# Mandale una Birra a tus amigos!



## silver frog

Buondì. Un amico su un social network mi ha mandato un invito per usare un'applicazione gratuita. La descrizione dell'applicazione riportava la seguente frase:
_Mandale una Birra a tus amigos!_
​Il significato mi è chiaro. Volevo sapere se dal punto di vista grammaticale questa frase è corretta. Se sì, mi potete spiegare il -le di "mandale"? Significa "a loro"? Grazie.
PS Non ho mai studiato spagnolo, la frase mi ha semplicemente incuriosito, ma magari faccio una domanda ingenua. ​


----------



## voltape

Mandar - inviare
Mándame- = manda (a mi)
Mándale = (a él, a ella)
Mándanos = a nosotros
Mándense = a ustedes
Mándale = a ellos


----------



## flljob

Lo correcto es _*mándales una cerveza a tus amigos*_. Tiene que ser en plural. Es muy común cometer ese error.


----------



## silver frog

Grazie voltape. Quello che mi sorprendeva è il doppio complemento di termine: Manda*le* (...) *a tus amigos*. Non è come ripetere due volte la stessa cosa? 

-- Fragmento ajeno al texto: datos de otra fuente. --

PR #10898, opened 2025-05-05
fix: replace downloaded asset paths correctly in cluster create cmd

utkuozdemir:
This is a recently introduced regression during the refactoring - the downloaded asset URLs were set on the copy struct instead of the original one, causing the command to pass the URL as-is to qemu, resulting in QEMU failing to find the kernel to boot.

### DIFF
--- a/cmd/talosctl/cmd/mgmt/cluster/create/create.go
+++ b/cmd/talosctl/cmd/mgmt/cluster/create/create.go
@@ -74,8 +74,12 @@ const (
 	vipOffset = 50
 )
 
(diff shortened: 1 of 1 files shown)


Unix4ever (approved):

smira (approved):

Orzelius (approved):
Ah, my bad. Thanks for the quick fix!

utkuozdemir:
> Ah, my bad. Thanks for the quick fix!

No worries, happens. Good hint that we need to make this code unit-test friendly and add some tests.

Orzelius:
> Good hint that we need to make this code unit-test friendly and add some tests.

That's exactly what I'm trying to accomplish with the refactor 👍

PR #10900, opened 2025-05-05
chore: make qemu lb address bind work on darwin

Orzelius:
part of https://github.com/siderolabs/talos/issues/10537

The loadbalancer is bound to all interfaces on macos. The bridge interface address is not used as the bridge is not yet created at this stage. Multiple loadbalancers can be assigned via different ports.

### DIFF
--- a/pkg/provision/providers/vm/loadbalancer.go
+++ b/pkg/provision/providers/vm/loadbalancer.go
@@ -38,7 +38,7 @@ func (p *Provisioner) CreateLoadBalancer(state *State, clusterReq provision.Clus
 
 	args := []string{
 		"loadbalancer-launch",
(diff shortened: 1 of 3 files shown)


pkg/provision/providers/vm/loadbalancer _linux.go
```diff
@@ -0,0 +1,12 @@
+// This Source Code Form is subject to the terms of the Mozilla Public
```
frezbo, line 1: also doesn't this file need go buildtags?

Orzelius: Nope, the following suffixes are picked up from the file names automatically
```
*_GOOS
*_GOARCH
*_GOOS_GOARCH
```
https://pkg.go.dev/cmd/go#hdr-Build_constraints

smira (approved):

PR #10906, opened 2025-05-05
fix: deny apply config requests without v1alpha1 in "normal" mode

### LINKED ISSUE #10897: UX: forbid removing v1alpha1 config via apply-config API
While it's technically acceptable to remove `v1alpha1` config today, but it leads to unexpected results right now.

People often miss the `patch mc` vs. `apply-config` and end up bricking their machines.

Return an error if apply-config would result in v1alpha1 config being removed (if it previous was on the machine, and now it's being removed).

smira:
In maintenance mode, we still accept any config.

Fixes #10897

As "normal" mode requires v1alpha1 config today, it should be an easy fix to require it part of the applied config always.

### DIFF
--- a/internal/app/machined/internal/server/v1alpha1/v1alpha1_server.go
+++ b/internal/app/machined/internal/server/v1alpha1/v1alpha1_server.go
@@ -180,6 +180,13 @@ func (s *Server) ApplyConfiguration(ctx context.Context, in *machine.ApplyConfig
 		return nil, status.Error(codes.InvalidArgument, err.Error())
 	}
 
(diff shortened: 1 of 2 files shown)


smira:
```shell
$ talosctl -n 172.20.0.2 apply-config -f ephemeral-nvme.yaml
error applying new configuration: 1 error occurred:
        * 172.20.0.2: rpc error: code = InvalidArgument desc = the applied machine configuration doesn't contain v1alpha1 config, did you mean to patch the machine config instead?
```

frezbo (approved):

PR #10913, opened 2025-05-06
docs: remove azure image gallery instructions

rsmitty:
This PR removes the references to azure image gallery, as we're stopping the publishing of assets there.


frezbo (approved):

ruudbleeker:
@rsmitty may I ask why the images were removed from the Azure Community Gallery? My company relied on these images for a Managed Application in the Azure Marketplace. I need to update a bunch of ARM templates now and find a new way to image the OS disk of our Azure VMs that are part of this Managed Application.

smira:
> @smira we are not a paying customer of Sidero Labs, no. We are just a big fan of open source software in general and Talos Linux in particular and were using the Talos images as made publicly available through the Azure Community Gallery as a base for the Kubernetes cluster that we run our software solution on.

that makes sense, thanks for clarifying.

Unfortunately, the cost of Azure Image Gallery was too high for us as a company, and we never had any feedback on it being useful to anyone. You can still upload images to your own Image Gallery.

ruudbleeker:
@smira thank you for your quick response. I had no idea that there was a cost involved having your images published through the Azure Community Gallery. I'm finding that out now as I am indeed looking into uploading our own Talos image to the Gallery. 

Thankfully we only need to publish one, specific to our needs. Once the initial bootstrap of the cluster is done we have our own software solution to manage the cluster which updates it with images directly from Sidero Labs' Image Factory when needed.

ruudbleeker:
Apologies for posting yet another message to an otherwise closed issue, especially after 2 weeks have gone by again. I've enjoyed a much needed vacation in the meantime. 

I was wondering if you guys from Sidero Labs have any automation laying around to create the Azure Image Gallery that I could re-use. Considering it's an Azure thing it's probably in the form of an ARM template. I could probably create it myself, but it would be quicker and easier to have a good starting point.

Thanks in advance for anything you can share.

frezbo:
> Apologies for posting yet another message to an otherwise closed issue, especially after 2 weeks have gone by again. I've enjoyed a much needed vacation in the meantime.
> 
> I was wondering if you guys from Sidero Labs have any automation laying around to create the Azure Image Gallery that I could re-use. Considering it's an Azure thing it's probably in the form of an ARM template. I could probably create it myself, but it would be quicker and easier to have a good starting point.
> 
> Thanks in advance for anything you can share.

You can see the code here: https://github.com/siderolabs/talos/blob/release-1.9/hack/cloud-image-uploader/azure.go

PR #10972, opened 2025-05-08
feat(machined): support compressed kernel modules

jfroy:
# Pull Request

## What? (description)

Use a custom kmod InitFunc that just uses `finit_module(2)` and always passes the `MODULE_INIT_COMPRESSED_FILE` flag.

Non conosco la grammatica spagnola, nelle altre lingue che conosco (incluso italiano) sarebbe un errore usare un doppio complemento di termine. Immagino che in spagnolo invece sia corretto? 

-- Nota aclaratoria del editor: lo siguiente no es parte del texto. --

PR #10991, opened 2025-05-12
chore: make qemu config server bind work on darwin

Orzelius:
A part of https://github.com/siderolabs/talos/issues/10537

This very is simuilar to ab7e693. The api is bound to all interfaces on macos. The bridge interface address is not used as the bridge is not yet created at this stage.

### DIFF
--- a/pkg/provision/providers/qemu/node_darwin.go
+++ b/pkg/provision/providers/qemu/node_darwin.go
@@ -1,0 +1,22 @@
+// This Source Code Form is subject to the terms of the Mozilla Public
+// License, v. 2.0. If a copy of the MPL was not distributed with this
+// file, You can obtain one at http://mozilla.org/MPL/2.0/.
+
+package qemu
+
+import (
+	"net"
+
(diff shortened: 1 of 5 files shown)


pkg/provision/providers/qemu/node_darwin.go
```diff
@@ -0,0 +1,22 @@
...
+
+import (
+	"net"
+
+	"github.com/siderolabs/talos/pkg/provision"
+)
+
+// findAPIBindAddrs returns the 0.0.0.0 address to bind to all interfaces on macos with a random port on macos.
+// The bridge interface address is not used as the bridge is not yet created at this stage.
+func (p *provisioner) findAPIBindAddrs(_ provision.ClusterRequest) (*net.TCPAddr, error) {
```
frezbo, line 15: i think we should just return a string here and create the listener after this is called, also we're returning a `Close()` wouldn't that already close the listener? :thinking:

frezbo: ahh I see, so just a way to get random port

PR #11000, opened 2025-05-13
chore: dump qemu pachine ipam records on darwin

Orzelius:
* rename `config.vmMAC` -> `config.VMMAC` so it can be marshaled and passed to the launch process
* implement withNetworkContext which just runs the function on the host network on darwin


smira:
unit-test failure is a flake I can't figure out yet

smira (approved):

Unix4ever (approved):

PR #11001, opened 2025-05-13
feat: increase boot partition to 2 GiB

smira:
See https://github.com/siderolabs/talos/discussions/10994


pkg/machinery/imager/quirks/partitions.go
```diff
@@ -0,0 +1,53 @@
...
+	return 100 * mib
+}
+
+// GrubBIOSSize return BIOS GRUB partition size.
+func (p PartitionSizes) GrubBIOSSize() uint64 {
+	return 1 * mib
+}
+
+// GrubBootSize return boot partition size for GRUB layout.
+func (p PartitionSizes) GrubBootSize() uint64 {
```
frezbo, line 28: wouldn't this return zero?

frezbo: okay I see it handled in `quirks.go`

frezbo (approved):

PR #11015, opened 2025-05-14
chore: add cross-platform copatible disk probing to qemu

Orzelius:
previous implementation only worked on linux due to relying on various unix systems here https://github.com/siderolabs/go-blockdevice/blob/v2/blkid/blkid_linux.go

Utilize the https://github.com/diskfs/go-diskfs package


go.mod
```diff
@@ -246,9 +246,12 @@ require (
 	github.com/coreos/go-systemd/v22 v22.5.0 // indirect
 	github.com/cpuguy83/go-md2man/v2 v2.0.6 // indirect
 	github.com/davecgh/go-spew v1.1.2-0.20180830191138-d8f796af33cc // indirect
+	github.com/diskfs/go-diskfs v1.6.0 // indirect
```
frezbo, line 249: why is this indirect? missed a `go mod tidy`?

Orzelius: Ah yes, you're exactly right 🤦

pkg/provision/providers/qemu/launch.go
```diff
@@ -461,3 +462,32 @@ func waitForFileToExist(path string, timeout time.Duration) error {
 		time.Sleep(100 * time.Millisecond)
 	}
 }
+
+func checkPartitions(config *LaunchConfig) (diskBootable bool, err error) {
+	f, err := os.Open(config.DiskPaths[0])
```
frezbo, line 467: This `f` is not used elsewhere

pkg/provision/providers/qemu/launch.go
```diff
@@ -461,3 +462,32 @@ func waitForFileToExist(path string, timeout time.Duration) error {
 		time.Sleep(100 * time.Millisecond)
 	}
 }
+
+func checkPartitions(config *LaunchConfig) (diskBootable bool, err error) {
```
frezbo, line 466: probably rename to `checkPartition` and pass in a string since this is checking only a string

frezbo (approved):

pkg/provision/providers/qemu/launch.go
Orzelius: Yep you're right. Below, I was also leaving the closing of the disk to the garbage collector which is not the smartest way to close an open file.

Grazie anche a te flljob per la risposta e la correzione.


----------



## flljob

silver frog said:


> Grazie voltape. Quello che mi sorprendeva è il doppio complemento di termine: Manda*le* (...) *a tus amigos*. Non è come ripetere due volte la stessa cosa?
> 
> Non conosco la grammatica spagnola, nelle altre lingue che conosco (incluso italiano) sarebbe un errore usare un doppio complemento di termine. Immagino che in spagnolo invece sia corretto?


 
Lo más común es repetir el indirecto. Si dices _Manda una birra a tus amigos_ no es incorrecto, pero es poco común.

Saludos


----------



## 0scar

Está escrito en "argentino", se pronuncia "mandále" y la s final no la  pone nadie.
También es birra porque algunos dicen birra en vez de cerveza.


----------



## Neuromante

0scar said:


> Está escrito en "argentino", se pronuncia "mandále" y la s final no la  pone nadie.
> También es birra porque algunos dicen birra en vez de cerveza.

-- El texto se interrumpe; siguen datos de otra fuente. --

PR #7764, opened 2019-12-20
Set secure on cookie when logging out

okohub:
It is better to mark cookie secure flag with request.isSecure() to ensure cookie identity is same

### DIFF
--- a/web/src/test/java/org/springframework/security/web/authentication/logout/CookieClearingLogoutHandlerTests.java
+++ b/web/src/test/java/org/springframework/security/web/authentication/logout/CookieClearingLogoutHandlerTests.java
@@ -75,6 +75,18 @@ public class CookieClearingLogoutHandlerTests {
 	}
 
 	@Test
+	public void configuredCookieIsNotSecure() {
+		MockHttpServletResponse response = new MockHttpServletResponse();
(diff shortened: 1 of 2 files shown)


web/src/test/java/org/springframework/security/web/authentication/logout/CookieClearingLogoutHandlerTests.java
```diff
@@ -61,6 +62,18 @@ public void configuredCookiesAreCleared() {
...
+		MockHttpServletResponse response = new MockHttpServletResponse();
+		MockHttpServletRequest request = new MockHttpServletRequest();
+		request.setSecure(true);
+		request.setContextPath("/app");
+		CookieClearingLogoutHandler handler = new CookieClearingLogoutHandler("my_cookie");
+		handler.logout(request, response, mock(Authentication.class));
+		assertThat(response.getCookies()).hasSize(1);
+		assertThat(response.getCookies()[0].getSecure()).isTrue();
+	}
+
```
eleftherias: Please add a test checking that when the request is not secure, then the cookie is not secure.

okohub:
@eleftherias I added the test you requested, thanks.

eleftherias:
Thanks for the PR @okohub! This is now merged into master.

¿De donde has deducido eso?



Por otro lado, es en singular:

Lo que estás repitiendo es aquello que mandas, (Una birra) no a quien se lo mandas. 
Que yo sepa.


----------



## Agró

Neuromante said:


> ¿De donde has deducido eso?
> 
> 
> 
> Por otro lado, es en singular:
> 
> Lo que estás repitiendo es aquello que mandas, (Una birra) no a quien se lo mandas.
> Que yo sepa.



Aquí discrepo. El pronombre -les (esa es la forma correcta) designa al destinatario, al objeto indirecto (a ellos).

Para Oscar, aunque no pronuncies las -s, hay que escribirlas.


----------



## fabiog_1981

Agró said:


> Aquí discrepo. El pronombre -les (esa es la forma correcta) designa al destinatario, al objeto indirecto (a ellos). *PERFECTO*
> 
> Para Oscar, aunque no pronuncies las -s, hay que escribirlas.


 
Mánda*les *sin duda alguna.

Se dicessi "mándame una birra" il "me" si riferirebbe alla birra o a "a mí"?
Si riferirebbe a "a mí".
Quindi "mándales una birra" => les = a ellos


----------



## gatogab

Agró said:


> Para Oscar, aunque no pronuncies las -s, hay que escribirlas.


Si Oscar me escribiera _'mandále*s*'_ encontraría incorrecto sea el castellano, sea el _'argentino'_


----------



## silver frog

Grazie a tutti per le risposte. Quindi per essere corretta la frase dovrebbe essere: *mándales una cerveza/birra a tus amigos* ?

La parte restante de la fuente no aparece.